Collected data
+--

PR #3524, opened 2025-04-14
chore : Split more tests out of gpt tests

peaceh-nv:
Before this change on A30:
test_cpp.py::test_model[gpt-80] : 6951.72s
After this change on A30:
test_cpp.py::test_model[gpt-80] : 2343.66s
test_cpp.py::test_model[gpt_tests-80] : 1622.67s
test_cpp.py::test_model[gpt_session-80] : 1136.56s
Reduce test time on each single test but will add 30min in total test time on A30 test. 

And do not parallelize gpt* test to avoid OOM issues.

### DIFF
--- a/tests/integration/defs/cpp_common.py
+++ b/tests/integration/defs/cpp_common.py
@@ -72,6 +72,16 @@ def generate_result_file_name(test_list: List[str],
         yield "fp8"
 
 
+def generate_excluded_test_list(test_list):
+    if "gpt" in test_list:
+        if "gpt_session" not in test_list:
+            yield "gpt_session"
+        if "gpt_executor" not in test_list:
+            yield "gpt_executor"
+        if "gpt_tests" not in test_list:
+            yield "gpt_tests"
+
+
 def find_dir_containing(files: Sequence[str],
                         start_dir: Optional[_pl.Path] = None) -> _pl.Path:
     if start_dir is None:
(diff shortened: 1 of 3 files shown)


QiJune (approved):
LGTM

MartinMarciniszyn:
@DomBrown , could you please also take a quick look at this?

tests/integration/defs/cpp_common.py
```diff
@@ -719,6 +721,12 @@ def run_single_gpu_tests(build_dir: _pl.Path,
     if "gpt" in test_list and "gpt_executor" not in test_list:
         excluded_tests.append("GptExecutor")
 
+    if "gpt" in test_list and "gpt_session" not in test_list:
```
DomBrown: I would really prefer if we could do this using a generator function to build the lists as is done above, if possible. Otherwise I think we will build up a lot of "if x then append y" over time. I overlooked this last time for Gpt executor because it was just one test case, but I can see how this could grow now.

Try a generator, if that doesn't work maybe extract building this list into a function.

Otherwise, looks good to me. Thanks for increasing the granularity :)

DomBrown (changes requested):
See comment below. Generally looks good to me. Thanks :)

DomBrown (approved):

tests/integration/defs/cpp_common.py
```diff
@@ -726,7 +737,13 @@ def run_single_gpu_tests(build_dir: _pl.Path,
         if excluded_tests:
             ctest.extend(["-E", "|".join(excluded_tests)])
 
-        parallel = default_test_parallel
+        gpt_tests = {"gpt", "gpt_session", "gpt_tests", "gpt_executor"}
+
+        # gpt* tests are not parallelized as it would cause OOM because kv cache memory allocations
+        # exist in multiple running tests
+        if gpt_tests.intersection(test_list):
+            parallel = 1
```
DomBrown, line 745: Looks like you need an:
`
else:
    parallel = default_test_parallel
`
here to fix the pipeline

peaceh-nv: Fixed in the latests commit. Thx!

PR #3525, opened 2025-04-14
fix: Intercept the error of multi-ranks bound to a single device

Shixiaowei02:


cpp/tensorrt_llm/common/opUtils.cpp
```diff
@@ -68,11 +68,30 @@ ncclUniqueId getUniqueId(std::set<int> const& group) noexcept
...
+    return std::unordered_set<int>(deviceIds.begin(), deviceIds.end()).size() != deviceIds.size();
+}
+
 } // namespace
 
 std::shared_ptr<ncclComm_t> getComm(std::set<int> const& group)
 {
     auto const rank = COMM_SESSION.getRank();
+    TLLM_CHECK_WITH_INFO(
+        isDevicesDuplicate(COMM_SESSION), "Binding multiple ranks to a single CUDA device is not supported.");
```
yuxianq: We should check `LOCAL_COMM_SESSION` instead of `COMM_SESSION`, device IDs are only unique in the same node.

yuxianq: Can you also run a local test to validate that this fix works for multi-node cases?

yuxianq (approved):

Superjomn (approved):
LGTM

cpp/tensorrt_llm/common/opUtils.cpp
```diff
@@ -68,11 +68,24 @@ ncclUniqueId getUniqueId(std::set<int> const& group) noexcept
...
 }
+
+bool isDevicesUnique(tensorrt_llm::mpi::MpiComm const& comm)
+{
+    int deviceId;
+    TLLM_CUDA_CHECK(cudaGetDevice(&deviceId));
+    auto const size = comm.getSize();
+    std::vector<int> deviceIds(size);
+    comm.allgather(&deviceId, deviceIds.data(), 1, tensorrt_llm::mpi::MpiType::kINT32);
+    return std::unordered_set<int>(deviceIds.begin(), deviceIds.end()).size() == deviceIds.size();
```
litaotju, line 79: I think this is not right when we running multi nodes.
Example: 
- node0: 0,1,2,3
- node1: 0,1,2,3.

How do you think?

litaotju (changes requested):

cpp/tensorrt_llm/common/opUtils.cpp
yuxianq: This PR runs allgather on `LOCAL_COMM_SESSION`, so the device IDs are still unique.

litaotju (approved):

PR #3531, opened 2025-04-14
CI: Performance regression tests update

amirkl94:
This PR updates the performance regression tests running in CI.

The changes include:
1. `l0_perf` tests update.
2. Update `sanity_perf_check.py` script to generate patch file for differing metrics.
3. A tool for generating comparison reports between 2 performance test results.
4. Updating `base_perf.csv`.

Example plot of report (pytorch inference time):
image


jenkins/L0_Test.groovy
```diff
@@ -1256,7 +1264,6 @@ def launchTestJobs(pipeline, testFilter, dockerNode=null)
         "H100_PCIe-TensorRT-[Post-Merge]-2": ["h100-cr", "l0_h100", 2, 2],
         "DGX_H100-4_GPUs-PyTorch-[Post-Merge]": ["dgx-h100-x4", "l0_dgx_h100", 1, 1, 4],
         "DGX_H100-4_GPUs-TensorRT-[Post-Merge]": ["dgx-h100-x4", "l0_dgx_h100", 1, 1, 4],
-        "A100_80GB_PCIE-TensorRT-Perf": ["a100-80gb-pcie", "l0_perf", 1, 1],
```
venkywonka, line 1259: what's the reason for this removal? is ampere outdated in this context?

tests/integration/defs/perf/sanity_perf_check.py
```diff
@@ -12,121 +12,58 @@
...
-                            cleaned_row.append(v)
-
-                    print(",".join(['\"' + row + '\"' for row in cleaned_row]))
-                    print('=' * 40)
-                    break
+    def report_diff(self, full_diff: pd.DataFrame) -> None:
+        print("=" * 40)
+        for diff in full_diff.itertuples():
+            print(
+                f"perf_case_name: {diff.Index}, base->target: {diff.perf_metric_base}->{diff.perf_metric_target}"
```
venkywonka, line 34: since it only prints `diff.perf_metric_*` without printing `diff.metric_type`, it might not be straightforward what the metric is right? I understand that we can probably deduce what that is from `perf_case_name: <...>`. 
So I imagine it would look something like :
```bash
========================================
perf_case_name: H100_PCIe-TensorRT-Perf/perf/test_perf.py::test_perf_metric_seq_throughput[llama_v3.1_8b_instruct-bench-pytorch-float16-maxbs:512-maxnt:2048-input_output_len:128,128-reqs:8192], base->target: 82.63618->yy.xxxx
...
========================================
```
 Would you think its worth adding code to help make it obvious if this is a perf regression or improvement or if higher is better etc. for the metric etc.
 
 I see some removals for code that does this kind - hence.

jenkins/L0_Test.groovy
amirkl94: I think it is outdated (@kaiyux correct me if I'm wrong).
Either way, as a first step we discussed only re-enabling for H100 the regression checks for H100.

tests/integration/defs/perf/sanity_perf_check.py
amirkl94: We also create a report file that compares all the metrics between base and current, so I think it will be obvious there if need be.
I did think it'll be clear enough from the `perf_case_name` but you are correct, it might not be obvious enough. I'll think about it for a bit and will update.

tests/integration/defs/perf/base_perf.csv
```diff
@@ -0,0 +1,8 @@
+network_name,perf_case_name,test_name,threshold,absolute_threshold,metric_type,perf_metric
+"llama_v3.1_8b_instruct-bench-float16-maxbs:512-maxnt:2048-input_output_len:128,128-reqs:8192","H100_PCIe-TensorRT-Perf/perf/test_perf.py::test_perf_metric_build_time[llama_v3.1_8b_instruct-bench-float16-maxbs:512-maxnt:2048-input_output_len:128,128-reqs:8192]","test_perf_metric_build_time[llama_v3.1_8b_instruct-bench-float16-maxbs:512-maxnt:2048-input_output_len:128,128-reqs:8192]",0.1,30,BUILD_TIME,143.5976
```
kaiyux, line 2: Should we move `BUILD_TIME`, `INFERENCE_TIME`, etc as columns?

kaiyux:
@amirkl94 FYI - you can use `bot run --stage-list "xxx"` to run specific pipeline stages.

tests/integration/defs/perf/base_perf.csv
amirkl94: They are values in the `metric_type` column

jenkins/L0_Test.groovy
```diff
@@ -1272,7 +1280,6 @@ def launchTestJobs(pipeline, testFilter, dockerNode=null)
...
         "H100_PCIe-TensorRT-Perf": ["h100-cr", "l0_perf", 1, 1],
```
kaiyux, line 1283: Can we also add `H100_PCIe-PyTorch-Perf`?

tests/integration/test_lists/test-db/l0_perf.yml
```diff
@@ -7,26 +7,11 @@ l0_perf:
...
-      - perf/test_perf.py::test_perf[gpt_350m-cppmanager-plugin_ifb-float16-bs:32-input_output_len:60,20]
-      - perf/test_perf.py::test_perf[gpt_350m-cppmanager-plugin_ifb-float16-gwp:0.0-bs:32-input_output_len:60,20]
-      - perf/test_perf.py::test_perf[gpt_350m-cppmanager-static_batching-plugin_ifb-float16-bs:32-input_output_len:60,20]
-      - perf/test_perf.py::test_perf[gpt_350m-cppmanager-plugin-float16-bs:32-input_output_len:60,20]
-      - perf/test_perf.py::test_perf[gpt_350m-cppmanager-static_batching-plugin-float16-bs:32-input_output_len:60,20]
-      - perf/test_perf.py::test_perf[t5_base-plugin-float16-bs:8-input_output_len:60,20]
-      - perf/test_perf.py::test_perf[flan_t5_base-plugin-float16-bs:8-input_output_len:60,20]
-      - perf/test_perf.py::test_perf[bart_large_cnn-plugin-float16-bs:8-input_output_len:60,20]
+      - perf/test_perf.py::test_perf[llama_v3.1_8b_instruct-bench-float16-input_output_len:128,128-reqs:8192]
+      - perf/test_perf.py::test_perf[llama_v3.1_8b_instruct-bench-pytorch-float16-input_output_len:128,128-reqs:8192]
```
kaiyux, line 17: Seems that this is using the pytorch workflow, but it will be included in `H100_PCIe-TensorRT-Perf`?

tests/integration/defs/perf/base_perf.csv
kaiyux: Yes, I was wondering if it's clearer to make each of the metric one column, what do you think?

tests/integration/defs/perf/base_perf.csv
```diff
@@ -0,0 +1,8 @@
+network_name,perf_case_name,test_name,threshold,absolute_threshold,metric_type,perf_metric
```
chzblych, line 1: Are the perf baselines/results stable enough for CI testing?

chzblych (approved):

kaiyux (approved):

tests/integration/defs/perf/base_perf.csv
amirkl94: I think it is. Either way, currently we won't fail CI on perf regressions and I'll make sure we don't get any false-alarms in the next couple of weeks, after we see it's stable I'll enable it.

tests/integration/defs/perf/diff_tools.py
```diff
@@ -0,0 +1,86 @@
+from __future__ import annotations
```
hypdeb, line 1: Which feature is this required for?

tests/integration/defs/perf/create_perf_comparison_report.py
```diff
@@ -0,0 +1,154 @@
...
+
+    return name_mapping, merged, suffixes
+
+
+def generate_perf_compare_report(perf_files: list[str], output_path: str):
+    name_mapping, merged, suffixes = parse_perf_data(perf_files)
+    generate_plots(Path(output_path), name_mapping, merged, suffixes)
+
+
+def parse_arguments():
```
hypdeb, line 136: Type hints

tests/integration/defs/perf/create_perf_comparison_report.py
```diff
@@ -0,0 +1,154 @@
...
+
+    merged[MEAN_COL] = merged[[
+        f'{METRIC_VALUE}_{suffix}' for suffix in suffixes
+    ]].mean(axis=1)
+    merged, name_mapping = shorten_names(merged)
+
+    return name_mapping, merged, suffixes
+
+
+def generate_perf_compare_report(perf_files: list[str], output_path: str):
```
hypdeb, line 131: return type hint

jdebache (changes requested):
The Python utilities could use some documentation on the shapes and types of the dataframes and numpy arrays they take / return. I wouldn't be against a few unit tests for those either.

tests/integration/defs/perf/create_perf_comparison_report.py
```diff
@@ -0,0 +1,155 @@
...
+    plt.title("Long name to short name mapping")
+    table = ax.table(cellText=table_data, cellLoc='left', loc='center')
+    table.auto_set_font_size(False)
+    table.set_fontsize(10)
+    table.scale(1, 1.5)
+    pdf.savefig(fig)
+    plt.close(fig)
+
+
+def plot_metric(merged: pd.DataFrame, metric: str,
```
zeroepoch, line 46: Can you attach an example image from a resulting plot to help with the review?

tests/integration/defs/perf/README.md
```diff
@@ -1,11 +1,62 @@
...
+2. The current HEAD introduces a new setup/metric in `l0_perf.yml` or removes some of them. This will result in new metrics collected by `test_perf.py` which will **fail** `sanity_perf_check.py`. This requires an update for `base_perf.csv`.
+3. The current HEAD improves performance for at least one metric by more than the accepted threshold, which will **fail** `sanity_perf_check.py`. This requires an update for `base_perf.csv`
+4. The current HEAD introduces a regression to one of the metrics that is over the accepted threshold, which will **fail** `sanity_perf_check.py`. This will require to fix the current branch and rerun the pipeline.
+
+### Updating `base_perf.csv`
+If a CI run fails `sanity_perf_check.py`, it will upload a patch file as an artifact. This file can be applied to current branch using `git apply <patch_file>`.
+
+This patch will only update the metrics that had a difference which was over the accepted threshold. The patch will also remove/add metrics according to the removed or added tests.
+
+## Running locally
```
zeroepoch, line 35: We should include a `requirements.txt` or `pyproject.toml` file to help with installing dependencies.

zeroepoch (approved):

tests/integration/defs/perf/README.md
amirkl94: I think the `requirements.txt` file is better since this is a short script. Should I just place it in the `perf` dir?

tests/integration/defs/perf/create_perf_comparison_report.py
zeroepoch: Thanks. This looks good.

zeroepoch (approved):

jdebache (approved):

PR #3541, opened 2025-04-14
feat: Adding FP8 BMM from Codegen

evezhier:
Adds a standalone FP8 BMM from Codegen and the corresponding pytorch op. 
TRT-LLM Gen commit: `2c51b3636b939a8d9985f05e64f7f50abb18a611`


tests/unittest/_torch/test_fp8_batched_gemm.py
```diff
@@ -0,0 +1,380 @@
...
+
+
+@dataclass(frozen=True)
+class Fp8BatchedGemmTestCase:
+    b: int
+    m: int
+    n: int
+    k: int
+    dtypeC: torch.dtype
+    ds: bool
```
DomBrown, line 33: I presume this toggles use_deepseek_fp8? I'd rename this variable so that this is clear.

cpp/tensorrt_llm/thop/fp8BatchedGemmTrtllmGen.cpp
```diff
@@ -0,0 +1,231 @@
...
+    out = batchM ? at::narrow(out, 1, 0, m) : at::narrow(out, 1, 0, n);
+
+    return out;
+}
+} // namespace
+
+namespace torch_ext
+{
+
+extern at::Tensor fp8_batched_gemm(at::Tensor& inputBatchA, int64_t m, at::Tensor const& dsPerInputAScalingFactors,
```
DomBrown, line 201: Nitpick: I don't think we need `extern` here right? As I understand it, functions have external linkage unless made static.

cpp/tensorrt_llm/kernels/trtllmGenKernels/batchedGemm/kernelRunner.cpp
```diff
@@ -0,0 +1,128 @@
...
+    TLLM_CU_CHECK(mDriver->cuFuncSetAttribute(
+        mFunction, CU_FUNC_ATTRIBUTE_MAX_DYNAMIC_SHARED_SIZE_BYTES, mKernelInfo->sharedMemSize));
+}
+
+void TrtllmGenBatchedGemmRunner::run(int32_t m, int32_t n, int32_t k, void* a, void* b, void* c, float const* cScale,
+    float* dDqSfsA, float* dDqSfsB, float* dDqSfsC, std::vector<int32_t> const& batchedM,
+    std::vector<int32_t> const& batchedN, CUstream stream)
+{
+    // Shuffle the A matrix (if needed). TODO: on-device function
+    if (mKernelInfo->useShuffledMatrixA)
```
DomBrown, line 79: Will we start doing this on the device once the functionality is available in main? We don't want do be doing this on the host in production. I don't think this should block the PR, though, as long as there is some timeline to fix it properly.

DomBrown (approved):
Approving as suggested changes are very minor. I don't need to re-review this afterwards :)

cpp/tensorrt_llm/kernels/trtllmGenKernels/batchedGemm/kernelRunner.cpp
evezhier: Yes, we aligned with @nekorobov that weight shuffling should be on device and called upon startup, but this requires extensive modifications out of the scope of this PR, so we're okay to merge this as an intermediate result.

tests/unittest/_torch/test_fp8_batched_gemm.py
evezhier: This will be refactored to adopt the new integration workflow, we can pick the cosmetic stuff then

cpp/tensorrt_llm/thop/fp8BatchedGemmTrtllmGen.cpp
evezhier: I'm not sure if torch has any additional requirements. Blockscale GEMM uses `extern` here. I suppose, we can leave this for refactoring when migrating to the new integration workflow

DomBrown: Fine with me.

hlu1:
Can you add the trtllm-gen commit for the cubins to the summary for bookkeeping?

PR #3550, opened 2025-04-14
fix: remove extraneous local docker user command

tburt-nv:
These lines were added accidentally, and break `make -C docker run LOCAL_USER=1`.


tburt-nv:
/bot skip --comment "change affects only local dev and not L0"

vegaluisjose (approved):
LGTM

Funatiq:
/bot skip --comment "change affects only local dev and not L0"

PR #3552, opened 2025-04-15
test: Unwaive test for nvbug_5150466 

hchings:
Using this MR to verify whether a flaky test is no longer an issue, since I cannot repro the issue locally after 50+ continuous runs and there had been a related fix.


Superjomn (approved):
LGTM

But let's try to run the CI at least twice to make sure there are no flaky issues.

PR #3553, opened 2025-04-15
Clean up linear.py, mlp.py, gated_mlp.py

hlu1:
- Rename `is_expert` to `reduce_output` and the relationship between the two is `reduce_output = not is_expert`.
- Rename `has_nv_fp4` to `has_nvfp4`.
- Change local func `copy` to `_copy`
- Refactor out `_maybe_fuse_bias_into_allreduce` to make the code cleaner.
- Add `forward_lora` to mlp/gated_mlp so the normal forward is not crowded with lora code.


QiJune (approved):
LGTM

PR #5485, opened 2025-06-25
[5356427] fix: Remove the seq_len of 4096 from FP8 block scale MoE tuning configs.

hyukn:
The seq_len of 4096 will cause some unknown CUDA illegal memory access issue if run with some other tests consecutively.
Put a saturated upper bound for any sequence length larger than it.


DomBrown (approved):
LGTM, Yukun. Many thanks for helping to debug this while I've been OOTO

QiJune (approved):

+--

_Task description_
Using the records above, copy each line that contains "Codegen".

_Task answer_
feat: Adding FP8 BMM from Codegen
Adds a standalone FP8 BMM from Codegen and the corresponding pytorch op. 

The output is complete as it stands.